PR #4015, opened 2021-02-02
Fix partial pagination which no longer returns the "hydra:next" property

meyerbaptiste:
| Q             | A
| ------------- | ---
| Bug fix?      | yes 
| New feature?  | no 
| BC breaks?    | no
| Deprecations? | no
| Tickets       | fixes https://github.com/api-platform/core/pull/3967#issuecomment-771677553
| License       | MIT
| Doc PR        | n/a

@jeremyteyssedre confused `$pageTotalItems` with the total number of items in the collection. `$pageTotalItems` is the number of items in the current page. As a reminder, with the partial pagination we cannot determine if it is the last page. Because of this, we will always have the `hydra:next` property, even on the last page. It is an "assumed bug".

cc @clementtalleu

### DIFF
--- a/src/Hydra/Serializer/PartialCollectionViewNormalizer.php
+++ b/src/Hydra/Serializer/PartialCollectionViewNormalizer.php
@@ -113,7 +113,7 @@ final class PartialCollectionViewNormalizer implements NormalizerInterface, Norm
                 $data['hydra:view']['hydra:previous'] = IriHelper::createIri($parsed['parts'], $parsed['parameters'], $this->pageParameterName, $currentPage - 1.);
             }
 
-            if (null !== $lastPage && $currentPage < $lastPage || null === $lastPage && $pageTotalItems > $itemsPerPage) {
+            if (null !== $lastPage && $currentPage < $lastPage || null === $lastPage && $pageTotalItems >= $itemsPerPage) {
                 $data['hydra:view']['hydra:next'] = IriHelper::createIri($parsed['parts'], $parsed['parameters'], $this->pageParameterName, $currentPage + 1.);
             }
         }
--- a/src/Hydra/Serializer/PartialCollectionViewNormalizer.php
+++ b/src/Hydra/Serializer/PartialCollectionViewNormalizer.php
@@ -62,7 +62,7 @@ final class PartialCollectionViewNormalizer implements NormalizerInterface, Norm
         }
 
         $currentPage = $lastPage = $itemsPerPage = $pageTotalItems = null;
-        if ($paginated = $object instanceof PartialPaginatorInterface) {
+        if ($paginated = ($object instanceof PartialPaginatorInterface)) {
             if ($object instanceof PaginatorInterface) {
                 $paginated = 1. !== $lastPage = $object->getLastPage();
             } else {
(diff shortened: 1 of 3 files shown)


src/Hydra/Serializer/PartialCollectionViewNormalizer.php
```diff
@@ -81,41 +81,20 @@ public function normalize($object, $format = null, array $context = [])
...
 
+        $cursorPaginationAttribute = null;
         $metadata = isset($context['resource_class']) && null !== $this->resourceMetadataFactory ? $this->resourceMetadataFactory->create($context['resource_class']) : null;
         $isPaginatedWithCursor = $paginated && null !== $metadata && null !== $cursorPaginationAttribute = $metadata->getCollectionOperationAttribute($context['collection_operation_name'] ?? $context['subresource_operation_name'], 'pagination_via_cursor', null, true);
 
-        $data['hydra:view'] = [
-            '@id' => IriHelper::createIri($parsed['parts'], $parsed['parameters'], $this->pageParameterName, $paginated && !$isPaginatedWithCursor ? $currentPage : null),
-            '@type' => 'hydra:PartialCollectionView',
-        ];
+        $data['hydra:view'] = ['@id' => null, '@type' => 'hydra:PartialCollectionView'];
```
soyuka, line 88: I don't think that `@id` should be null, maybe remove the key completely?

============

Output the listing in full. Leave every line unchanged.

PR #4015, opened 2021-02-02
Fix partial pagination which no longer returns the "hydra:next" property

meyerbaptiste:
| Q             | A
| ------------- | ---
| Bug fix?      | yes 
| New feature?  | no 
| BC breaks?    | no
| Deprecations? | no
| Tickets       | fixes https://github.com/api-platform/core/pull/3967#issuecomment-771677553
| License       | MIT
| Doc PR        | n/a

@jeremyteyssedre confused `$pageTotalItems` with the total number of items in the collection. `$pageTotalItems` is the number of items in the current page. As a reminder, with the partial pagination we cannot determine if it is the last page. Because of this, we will always have the `hydra:next` property, even on the last page. It is an "assumed bug".

cc @clementtalleu

### DIFF
--- a/src/Hydra/Serializer/PartialCollectionViewNormalizer.php
+++ b/src/Hydra/Serializer/PartialCollectionViewNormalizer.php
@@ -113,7 +113,7 @@ final class PartialCollectionViewNormalizer implements NormalizerInterface, Norm
                 $data['hydra:view']['hydra:previous'] = IriHelper::createIri($parsed['parts'], $parsed['parameters'], $this->pageParameterName, $currentPage - 1.);
             }
 
-            if (null !== $lastPage && $currentPage < $lastPage || null === $lastPage && $pageTotalItems > $itemsPerPage) {
+            if (null !== $lastPage && $currentPage < $lastPage || null === $lastPage && $pageTotalItems >= $itemsPerPage) {
                 $data['hydra:view']['hydra:next'] = IriHelper::createIri($parsed['parts'], $parsed['parameters'], $this->pageParameterName, $currentPage + 1.);
             }
         }
--- a/src/Hydra/Serializer/PartialCollectionViewNormalizer.php
+++ b/src/Hydra/Serializer/PartialCollectionViewNormalizer.php
@@ -62,7 +62,7 @@ final class PartialCollectionViewNormalizer implements NormalizerInterface, Norm
         }
 
         $currentPage = $lastPage = $itemsPerPage = $pageTotalItems = null;
-        if ($paginated = $object instanceof PartialPaginatorInterface) {
+        if ($paginated = ($object instanceof PartialPaginatorInterface)) {
             if ($object instanceof PaginatorInterface) {
                 $paginated = 1. !== $lastPage = $object->getLastPage();
             } else {
(diff shortened: 1 of 3 files shown)


src/Hydra/Serializer/PartialCollectionViewNormalizer.php
```diff
@@ -81,41 +81,20 @@ public function normalize($object, $format = null, array $context = [])
...
 
+        $cursorPaginationAttribute = null;
         $metadata = isset($context['resource_class']) && null !== $this->resourceMetadataFactory ? $this->resourceMetadataFactory->create($context['resource_class']) : null;
         $isPaginatedWithCursor = $paginated && null !== $metadata && null !== $cursorPaginationAttribute = $metadata->getCollectionOperationAttribute($context['collection_operation_name'] ?? $context['subresource_operation_name'], 'pagination_via_cursor', null, true);
 
-        $data['hydra:view'] = [
-            '@id' => IriHelper::createIri($parsed['parts'], $parsed['parameters'], $this->pageParameterName, $paginated && !$isPaginatedWithCursor ? $currentPage : null),
-            '@type' => 'hydra:PartialCollectionView',
-        ];
+        $data['hydra:view'] = ['@id' => null, '@type' => 'hydra:PartialCollectionView'];
```
soyuka, line 88: I don't think that `@id` should be null, maybe remove the key completely?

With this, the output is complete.